**TASK:** Please give back, word for word, only the lines starting at the one containing "- Not run locally: this" and ending at the one containing "if str(backend_path) not" within the material below.

|---|

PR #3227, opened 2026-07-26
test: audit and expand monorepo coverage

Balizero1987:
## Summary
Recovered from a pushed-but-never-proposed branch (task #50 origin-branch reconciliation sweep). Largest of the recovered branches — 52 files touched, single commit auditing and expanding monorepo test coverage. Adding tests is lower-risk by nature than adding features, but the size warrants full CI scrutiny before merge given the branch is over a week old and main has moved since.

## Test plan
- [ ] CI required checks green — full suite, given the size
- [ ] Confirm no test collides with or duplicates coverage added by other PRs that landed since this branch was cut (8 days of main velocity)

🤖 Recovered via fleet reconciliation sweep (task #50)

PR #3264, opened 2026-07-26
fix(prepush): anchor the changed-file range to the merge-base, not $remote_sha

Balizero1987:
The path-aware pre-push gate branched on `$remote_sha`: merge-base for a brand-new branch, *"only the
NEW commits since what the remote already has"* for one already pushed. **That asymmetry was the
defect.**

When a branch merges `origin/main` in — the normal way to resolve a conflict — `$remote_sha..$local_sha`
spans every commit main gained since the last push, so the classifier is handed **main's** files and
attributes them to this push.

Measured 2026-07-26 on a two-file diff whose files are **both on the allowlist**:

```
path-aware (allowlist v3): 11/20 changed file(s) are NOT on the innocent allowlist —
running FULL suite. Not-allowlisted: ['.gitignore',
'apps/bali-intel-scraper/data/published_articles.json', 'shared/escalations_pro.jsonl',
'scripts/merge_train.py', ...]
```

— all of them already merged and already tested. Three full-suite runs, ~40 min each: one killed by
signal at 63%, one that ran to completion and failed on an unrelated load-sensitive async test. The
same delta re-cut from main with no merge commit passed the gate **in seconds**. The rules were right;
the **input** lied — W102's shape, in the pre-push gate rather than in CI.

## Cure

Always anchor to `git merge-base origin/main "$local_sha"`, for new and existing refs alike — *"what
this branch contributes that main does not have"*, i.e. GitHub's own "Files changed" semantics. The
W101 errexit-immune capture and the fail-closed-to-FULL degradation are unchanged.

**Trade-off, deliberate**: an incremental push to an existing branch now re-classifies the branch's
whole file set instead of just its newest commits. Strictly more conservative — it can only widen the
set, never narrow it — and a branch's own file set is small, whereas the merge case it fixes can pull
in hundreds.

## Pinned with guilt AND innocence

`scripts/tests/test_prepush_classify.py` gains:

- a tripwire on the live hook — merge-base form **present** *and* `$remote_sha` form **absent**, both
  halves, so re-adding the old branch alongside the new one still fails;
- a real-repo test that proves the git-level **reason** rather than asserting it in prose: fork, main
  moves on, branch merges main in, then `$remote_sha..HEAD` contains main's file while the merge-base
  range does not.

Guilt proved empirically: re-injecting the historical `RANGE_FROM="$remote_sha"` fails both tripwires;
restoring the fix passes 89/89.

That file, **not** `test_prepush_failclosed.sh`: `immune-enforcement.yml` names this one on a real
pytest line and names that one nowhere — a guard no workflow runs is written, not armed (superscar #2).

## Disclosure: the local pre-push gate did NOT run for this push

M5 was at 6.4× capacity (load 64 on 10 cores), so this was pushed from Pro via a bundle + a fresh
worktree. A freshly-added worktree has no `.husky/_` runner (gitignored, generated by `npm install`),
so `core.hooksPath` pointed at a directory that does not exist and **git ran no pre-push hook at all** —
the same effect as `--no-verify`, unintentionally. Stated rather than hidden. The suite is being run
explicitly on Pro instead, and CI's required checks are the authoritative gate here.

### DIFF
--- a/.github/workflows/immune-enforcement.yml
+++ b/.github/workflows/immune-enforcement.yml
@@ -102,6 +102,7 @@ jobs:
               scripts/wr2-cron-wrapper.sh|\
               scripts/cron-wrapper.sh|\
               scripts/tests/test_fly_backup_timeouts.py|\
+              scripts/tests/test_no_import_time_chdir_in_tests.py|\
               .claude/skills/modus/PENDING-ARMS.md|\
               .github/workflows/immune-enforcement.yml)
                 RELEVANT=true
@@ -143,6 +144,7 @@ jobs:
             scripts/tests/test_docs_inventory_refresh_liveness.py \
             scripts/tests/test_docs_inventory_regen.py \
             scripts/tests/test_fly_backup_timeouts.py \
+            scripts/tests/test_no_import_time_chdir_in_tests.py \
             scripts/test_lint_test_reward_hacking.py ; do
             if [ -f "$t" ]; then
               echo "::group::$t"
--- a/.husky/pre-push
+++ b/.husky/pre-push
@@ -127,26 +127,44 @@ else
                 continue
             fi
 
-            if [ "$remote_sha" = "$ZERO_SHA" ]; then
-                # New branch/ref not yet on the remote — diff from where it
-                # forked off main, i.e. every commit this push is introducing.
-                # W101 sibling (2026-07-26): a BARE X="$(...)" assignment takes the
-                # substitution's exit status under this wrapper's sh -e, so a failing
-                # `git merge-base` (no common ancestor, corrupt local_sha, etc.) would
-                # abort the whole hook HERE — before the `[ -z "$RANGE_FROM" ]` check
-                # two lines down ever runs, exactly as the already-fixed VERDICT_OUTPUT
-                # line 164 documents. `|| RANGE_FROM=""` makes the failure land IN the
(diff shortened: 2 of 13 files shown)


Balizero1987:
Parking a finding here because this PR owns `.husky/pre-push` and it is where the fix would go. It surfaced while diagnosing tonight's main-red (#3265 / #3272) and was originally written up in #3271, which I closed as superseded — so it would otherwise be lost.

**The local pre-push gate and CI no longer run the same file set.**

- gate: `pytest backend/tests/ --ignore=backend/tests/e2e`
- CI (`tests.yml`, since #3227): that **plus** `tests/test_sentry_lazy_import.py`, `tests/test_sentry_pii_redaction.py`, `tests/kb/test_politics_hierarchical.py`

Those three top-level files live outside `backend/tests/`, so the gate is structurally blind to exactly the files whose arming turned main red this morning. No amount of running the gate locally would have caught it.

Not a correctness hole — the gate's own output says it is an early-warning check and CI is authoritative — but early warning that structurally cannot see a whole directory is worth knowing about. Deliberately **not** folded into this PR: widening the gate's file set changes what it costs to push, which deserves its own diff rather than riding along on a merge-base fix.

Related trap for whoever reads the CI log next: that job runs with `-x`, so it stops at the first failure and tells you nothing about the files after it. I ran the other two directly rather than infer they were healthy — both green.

|---|

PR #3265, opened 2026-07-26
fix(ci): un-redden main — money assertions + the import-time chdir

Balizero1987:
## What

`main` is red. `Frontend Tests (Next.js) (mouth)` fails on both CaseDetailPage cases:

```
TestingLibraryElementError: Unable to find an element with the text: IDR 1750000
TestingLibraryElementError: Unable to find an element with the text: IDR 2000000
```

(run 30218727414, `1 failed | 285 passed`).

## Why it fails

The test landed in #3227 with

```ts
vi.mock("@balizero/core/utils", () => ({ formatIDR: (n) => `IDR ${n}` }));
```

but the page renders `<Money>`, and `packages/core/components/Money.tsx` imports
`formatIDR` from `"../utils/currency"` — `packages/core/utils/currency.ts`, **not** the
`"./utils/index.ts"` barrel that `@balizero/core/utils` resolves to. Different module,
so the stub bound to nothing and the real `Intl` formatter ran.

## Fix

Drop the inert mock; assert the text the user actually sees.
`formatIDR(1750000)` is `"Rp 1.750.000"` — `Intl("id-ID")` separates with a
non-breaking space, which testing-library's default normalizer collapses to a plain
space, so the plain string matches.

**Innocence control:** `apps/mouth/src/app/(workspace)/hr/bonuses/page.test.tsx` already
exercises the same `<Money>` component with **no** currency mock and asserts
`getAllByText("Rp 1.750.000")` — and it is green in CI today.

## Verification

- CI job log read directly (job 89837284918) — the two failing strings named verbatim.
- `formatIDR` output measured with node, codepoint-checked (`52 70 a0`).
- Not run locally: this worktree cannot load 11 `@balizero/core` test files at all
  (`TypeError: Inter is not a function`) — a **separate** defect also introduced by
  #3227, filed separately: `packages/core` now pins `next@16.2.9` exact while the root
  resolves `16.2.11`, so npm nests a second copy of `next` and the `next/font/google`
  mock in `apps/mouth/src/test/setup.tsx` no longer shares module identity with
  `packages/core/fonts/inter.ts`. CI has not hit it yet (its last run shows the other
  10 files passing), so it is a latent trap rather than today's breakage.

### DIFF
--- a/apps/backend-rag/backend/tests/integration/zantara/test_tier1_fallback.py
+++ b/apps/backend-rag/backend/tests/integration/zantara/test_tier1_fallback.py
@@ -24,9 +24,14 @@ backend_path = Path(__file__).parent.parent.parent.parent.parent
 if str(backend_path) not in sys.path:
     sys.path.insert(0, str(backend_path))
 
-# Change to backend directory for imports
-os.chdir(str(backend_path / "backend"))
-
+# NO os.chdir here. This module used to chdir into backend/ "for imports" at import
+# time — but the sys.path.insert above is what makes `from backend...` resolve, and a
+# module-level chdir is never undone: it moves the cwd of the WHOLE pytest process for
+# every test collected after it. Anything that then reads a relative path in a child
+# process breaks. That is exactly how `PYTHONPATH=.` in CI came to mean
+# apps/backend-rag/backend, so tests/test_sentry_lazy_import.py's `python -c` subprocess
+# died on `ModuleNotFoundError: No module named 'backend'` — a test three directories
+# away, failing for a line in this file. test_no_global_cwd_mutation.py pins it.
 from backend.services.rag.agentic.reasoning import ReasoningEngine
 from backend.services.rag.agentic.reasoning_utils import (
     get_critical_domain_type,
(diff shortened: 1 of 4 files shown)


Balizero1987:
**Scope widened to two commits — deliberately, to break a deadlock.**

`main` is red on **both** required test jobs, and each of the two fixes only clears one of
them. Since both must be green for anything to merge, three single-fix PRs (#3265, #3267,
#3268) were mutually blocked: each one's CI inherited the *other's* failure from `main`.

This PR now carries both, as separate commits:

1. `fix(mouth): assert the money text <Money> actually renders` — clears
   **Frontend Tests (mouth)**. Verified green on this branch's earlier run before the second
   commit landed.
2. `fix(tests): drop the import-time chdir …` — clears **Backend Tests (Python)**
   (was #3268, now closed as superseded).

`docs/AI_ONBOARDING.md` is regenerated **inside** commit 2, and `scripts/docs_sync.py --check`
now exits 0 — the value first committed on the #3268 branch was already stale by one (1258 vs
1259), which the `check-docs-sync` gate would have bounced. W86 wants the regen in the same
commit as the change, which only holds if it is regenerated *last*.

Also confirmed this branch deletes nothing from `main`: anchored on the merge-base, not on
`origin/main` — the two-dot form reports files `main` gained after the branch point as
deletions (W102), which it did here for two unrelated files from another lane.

|---|

**PROBLEM SOLUTION:**
- Not run locally: this worktree cannot load 11 `@balizero/core` test files at all
  (`TypeError: Inter is not a function`) — a **separate** defect also introduced by
  #3227, filed separately: `packages/core` now pins `next@16.2.9` exact while the root
  resolves `16.2.11`, so npm nests a second copy of `next` and the `next/font/google`
  mock in `apps/mouth/src/test/setup.tsx` no longer shares module identity with
  `packages/core/fonts/inter.ts`. CI has not hit it yet (its last run shows the other
  10 files passing), so it is a latent trap rather than today's breakage.

### DIFF
--- a/apps/backend-rag/backend/tests/integration/zantara/test_tier1_fallback.py
+++ b/apps/backend-rag/backend/tests/integration/zantara/test_tier1_fallback.py
@@ -24,9 +24,14 @@ backend_path = Path(__file__).parent.parent.parent.parent.parent
 if str(backend_path) not in sys.path:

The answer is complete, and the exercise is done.